> [WHAT IS EXPECTED]
Set down all of the records exactly.

Stored data entries:
'''

PR #820, opened 2022-01-07
Improve name interner

JonasAlaif:
The current name interner will pick between two names: a short version if there is no clash with another name it has already given out, or the full unique long version if there is a clash. This sucks for the following example:
```
trait T {
  fn foo() {}
}
fn foo() {}
```
since the trait function is given the name `m_foo` and the other fn gets `m_filename::foo` - looking at the names alone, one can hardly tell which is which. The naming here is also based on the order functions are defined within a file; not great for caching (#799).
Instead, the interner should return a "name-token" for a given `def_id` and only once all names are interned can these tokens be exchanged for string names. Internally, it will probably save a mapping from name-token to a path of uniquely identifying names (as returned by `tcx.def_path(def_id)`; the names between the `::` in e.g. `crate_name::mod_name::mod_name::trait_name::item_name`). Each path segment would also have an associated "active" boolean stored alongside it, with all but the last (`item_name`) initially set to `false`. Imagine the type of the map as:
```
FxHashMap<Uuid, Vec<(bool, String)>>
```
When adding to the map, if there is already an element with the same `item_name` (an element that clashes, since on the new item only this segment is "active"), we traverse the vector and find the **most generic** segment which differs between the two and set it active on **both**. The `Vec<(bool, String)>` to `String` translation is then easy, once tokens are being exchanged for names.


JonasAlaif:
This PR is very much not yet finished; the name_interner does not yet use the `tcx.def_path(def_id)` vector as described above, but the main thing to figure out are the "name-tokens" and what functionality they might need to implement (maybe the `WithIdentifier` trait should return these tokens rather than a String?).

prusti-viper/src/encoder/encoder.rs
```diff
@@ -789,14 +789,15 @@ impl<'v, 'tcx> Encoder<'v, 'tcx> {
...
 
-    pub fn encode_item_name(&self, def_id: DefId) -> String {
-        let full_name = format!("m_{}", encode_identifier(self.env.get_item_def_path(def_id)));
-        let short_name = format!("m_{}", encode_identifier(
-            self.env.tcx().opt_item_name(def_id)
-                .map(|s| s.name.to_ident_string())
-                .unwrap_or_else(|| self.env.get_item_name(def_id))
-        ));
-        self.intern_viper_identifier(full_name, short_name)
+    pub fn encode_item_name(&self, def_id: DefId, prefix: &str) -> String {
```
vakaras, line 792: I think it would be better to have two methods `encode_item_name` that takes only `def_id` and `encode_item_name_with_prefix` that corresponds to this one.

prusti-viper/src/encoder/mir/procedures/encoder.rs
```diff
@@ -54,7 +54,7 @@ struct ProcedureEncoder<'p, 'v: 'p, 'tcx: 'v> {
 
 impl<'p, 'v: 'p, 'tcx: 'v> ProcedureEncoder<'p, 'v, 'tcx> {
     fn encode(&mut self) -> SpannedEncodingResult<cfg::ProcedureDecl> {
-        let name = self.encoder.encode_item_name(self.def_id);
+        let name = self.encoder.encode_item_name(self.def_id, "");
```
vakaras, line 57:
```suggestion
        let name = self.encoder.encode_item_name(self.def_id);
```

prusti-viper/src/encoder/mir/pure/pure_functions/encoder.rs
```diff
@@ -427,7 +427,7 @@ impl<'p, 'v: 'p, 'tcx: 'v> PureFunctionEncoder<'p, 'v, 'tcx> {
     }
 
     pub fn encode_function_name(&self) -> String {
-        self.encoder.encode_item_name(self.proc_def_id)
+        self.encoder.encode_item_name(self.proc_def_id, "")
```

'''

> [SOLUTION FOR THIS EXERCISE]
PR #820, opened 2022-01-07
Improve name interner

JonasAlaif:
The current name interner will pick between two names: a short version if there is no clash with another name it has already given out, or the full unique long version if there is a clash. This sucks for the following example:
```
trait T {
  fn foo() {}
}
fn foo() {}
```
since the trait function is given the name `m_foo` and the other fn gets `m_filename::foo` - looking at the names alone, one can hardly tell which is which. The naming here is also based on the order functions are defined within a file; not great for caching (#799).
Instead, the interner should return a "name-token" for a given `def_id` and only once all names are interned can these tokens be exchanged for string names. Internally, it will probably save a mapping from name-token to a path of uniquely identifying names (as returned by `tcx.def_path(def_id)`; the names between the `::` in e.g. `crate_name::mod_name::mod_name::trait_name::item_name`). Each path segment would also have an associated "active" boolean stored alongside it, with all but the last (`item_name`) initially set to `false`. Imagine the type of the map as:
```
FxHashMap<Uuid, Vec<(bool, String)>>
```
When adding to the map, if there is already an element with the same `item_name` (an element that clashes, since on the new item only this segment is "active"), we traverse the vector and find the **most generic** segment which differs between the two and set it active on **both**. The `Vec<(bool, String)>` to `String` translation is then easy, once tokens are being exchanged for names.


JonasAlaif:
This PR is very much not yet finished; the name_interner does not yet use the `tcx.def_path(def_id)` vector as described above, but the main thing to figure out are the "name-tokens" and what functionality they might need to implement (maybe the `WithIdentifier` trait should return these tokens rather than a String?).

prusti-viper/src/encoder/encoder.rs
```diff
@@ -789,14 +789,15 @@ impl<'v, 'tcx> Encoder<'v, 'tcx> {
...
 
-    pub fn encode_item_name(&self, def_id: DefId) -> String {
-        let full_name = format!("m_{}", encode_identifier(self.env.get_item_def_path(def_id)));
-        let short_name = format!("m_{}", encode_identifier(
-            self.env.tcx().opt_item_name(def_id)
-                .map(|s| s.name.to_ident_string())
-                .unwrap_or_else(|| self.env.get_item_name(def_id))
-        ));
-        self.intern_viper_identifier(full_name, short_name)
+    pub fn encode_item_name(&self, def_id: DefId, prefix: &str) -> String {
```
vakaras, line 792: I think it would be better to have two methods `encode_item_name` that takes only `def_id` and `encode_item_name_with_prefix` that corresponds to this one.

prusti-viper/src/encoder/mir/procedures/encoder.rs
```diff
@@ -54,7 +54,7 @@ struct ProcedureEncoder<'p, 'v: 'p, 'tcx: 'v> {
 
 impl<'p, 'v: 'p, 'tcx: 'v> ProcedureEncoder<'p, 'v, 'tcx> {
     fn encode(&mut self) -> SpannedEncodingResult<cfg::ProcedureDecl> {
-        let name = self.encoder.encode_item_name(self.def_id);
+        let name = self.encoder.encode_item_name(self.def_id, "");
```
vakaras, line 57:
```suggestion
        let name = self.encoder.encode_item_name(self.def_id);
```

prusti-viper/src/encoder/mir/pure/pure_functions/encoder.rs
```diff
@@ -427,7 +427,7 @@ impl<'p, 'v: 'p, 'tcx: 'v> PureFunctionEncoder<'p, 'v, 'tcx> {
     }
 
     pub fn encode_function_name(&self) -> String {
-        self.encoder.encode_item_name(self.proc_def_id)
+        self.encoder.encode_item_name(self.proc_def_id, "")
```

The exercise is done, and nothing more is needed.